I am struggling with the following problem: Let $f \in F[x]$ be an irreducible quintic polynomial with splitting field $K$, where $\mathbb{Q} \subseteq F$. Supposing that $f$ has three real roots and two complex roots, prove that $Aut(K/F)$ contains a $2$-cycle.
My attempt: I suspect the $2$-cycle will be an automorphism which fixes all real roots and sends the complex roots to their conjugates. Let the real roots of $f$ be $a_1, a_2, a_3$. Construct a tower of fields $F \subset E \subset K$ where $E = F[a_1, a_2, a_3]$. There must be a minimal polynomial $g \in E[x]$ with the two complex roots of $f$ as its only roots. Call these roots $\omega$ and $\omega^*$.

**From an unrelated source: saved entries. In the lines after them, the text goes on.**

PR #455, opened 2024-09-18
[actions][sentry] apply fingerprint rules to group issues better

gutsytechster:
Sentry groups issues by the provided message argument in the implemented scenario. However, when the message includes a pattern recognizable by sentry defined here - https://github.com/getsentry/sentry/blob/master/src/sentry/grouping/parameterization.py#L56, values against these patterns are replaced with placeholders and aren't used to group issues.

E.g., if the sentry title contains hostnames with the same exception, the two would be grouped as below

Prashant Test Local | Development | Spider bookspider.com notification
Prashant Test Local | Development | Spider quotespider.com notification

grouped into

Prashant Test Local | Development | Spider `<hostname>` notification

This would be unintended behaviour, and we'd like to have the two spiders raise two different sentry alerts.

Providing spider's title to the fingerprint would ensure that the exact message is used to create fingerprints, and hence the two issues will have separate fingerprint values and eventually two different sentry issues.

### DIFF
--- a/spidermon/contrib/actions/sentry/__init__.py
+++ b/spidermon/contrib/actions/sentry/__init__.py
@@ -136,12 +136,13 @@ class SendSentryMessage(Action):
             scope.set_extra("failed_monitors", message.get("failed_monitors", []))
 
             sentry_client.capture_event(
-                {
+                event={
                     "message": "{title} \n {description}".format(
                         title=message.get("title"),
                         description=message.get("failure_reasons", ""),
                     ),
                     "level": self.sentry_log_level,
+                    "fingerprint": [message.get("title")],
                 },
                 scope=scope,
             )


muzaffaryousaf:
@gutsytechster were you able to test the changes ? Thanks.

gutsytechster:
Hi @muzaffaryousaf 

Yes. Here's a [sentry alert](https://scrapinghub-maintenance.sentry.io/issues/5865168245/events/?project=5028633&referrer=issue-stream&statsPeriod=90d&stream_index=4) that grouped events of the different domain alike spiders together. This was previous to fixes.

Here's how it grouped these events
image

After fixes, the two separate events were triggered for these two spiders - [bookspider.com](https://scrapinghub-maintenance.sentry.io/issues/5869296401/?query=Prashant&referrer=issue-stream&statsPeriod=90d&stream_index=1) and [quotespider.com](https://scrapinghub-maintenance.sentry.io/issues/5869342495/?query=Prashant&referrer=issue-stream&statsPeriod=90d&stream_index=0)

Here's how it grouped these events.
image
image

Notice `Fingerprint values` in these images, where spider title is used to group on top of the `{{default}}` values.

gutsytechster:
After discussion with monitoring team, we'd like to categorize only based on the event title only, discarding the default grouping. It'll be unique for each spider and it will group all types of spidermon errors under the same issue.

VMRuiz (approved):

PR #458, opened 2024-11-11
Update `setup.py`

curita:
Made some changes in `setup.py` to add some extra details to [Spidermon's PyPI page](https://pypi.org/project/spidermon/).

1. Used the existing README as the `Project description` of the library
2. Added "Documentation", "Source", "Tracker" and "Release notes" as additional `Project links`.

### DIFF
--- a/setup.py
+++ b/setup.py
@@ -14,6 +14,7 @@ setup(
     author_email="opensource@zyte.com",
     description=("Spidermon is a framework to build monitors for Scrapy spiders."),
     long_description=open("README.rst", encoding="utf-8").read(),
+    long_description_content_type="text/x-rst",
     license="BSD",
     packages=find_packages(),
     package_data={"spidermon": ["VERSION"]},
--- a/setup.py
+++ b/setup.py
@@ -4,6 +4,12 @@ setup(
     name="spidermon",
     version="1.23.0",
     url="https://github.com/scrapinghub/spidermon",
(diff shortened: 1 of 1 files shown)


setup.py
```diff
@@ -4,10 +4,16 @@
...
+        "Documentation": "https://spidermon.readthedocs.io/",
+        "Source": "https://github.com/scrapinghub/spidermon",
+        "Tracker": "https://github.com/scrapinghub/spidermon/issues",
+        "Release notes": "https://spidermon.readthedocs.io/en/latest/changelog.html",
+    },
     author="Zyte",
     author_email="opensource@zyte.com",
     description=("Spidermon is a framework to build monitors for Scrapy spiders."),
-    long_description=("Spidermon is a framework to build monitors for Scrapy spiders."),
+    long_description=open("README.rst", encoding="utf-8").read(),
```
Gallaecio, line 16: We are missing it in Scrapy, but you should also set `long_description_content_type="text/x-rst"`

Gallaecio (approved):

setup.py
wRAR: That's why I just filed #459

curita: I saw it in other projects but wasn't sure if it was necessary! I just added it to the PR.

curita:
Thank you!! ☺️

PR #462, opened 2025-04-04
Use SHUB_VIRTUAL_SPIDER as spider name when available

fcanobrash:


spidermon/contrib/scrapy/extensions.py
```diff
@@ -238,5 +240,6 @@ def _generate_data_for_spider(self, spider):
             else [],
             "crawler": self.crawler,
             "spider": spider,
+            "sc_spider_name": os.getenv("SHUB_VIRTUAL_SPIDER", spider.name),
```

Since $K$ is a Galois extension of $F$, then so too is it a Galois extension of $E$. Hence, $|Aut(K/E)| = [K:E]$. Since the extension $K$ over $E$ is nontrivial, then there must be some nontrivial $E$-automorphism that permutes the roots $\omega, \omega^*$. The only nontrivial permutation of the roots would send $\omega \mapsto \omega^*$.
Thus, we conclude two things. First, $[K:E] = 2$. Second, $\phi(\omega) = \omega^*$ is a legitimate $F$-automorphism of $K$. Therefore, $\phi$ is our $2$-cycle. Is this correct?
In general, say that an irreducible polynomial $f \in F[x]$ has $n$ pairs of complex roots and that its splitting field is $K$. Is complex conjugation of every root a legitimate $F$-automorphism of $K$?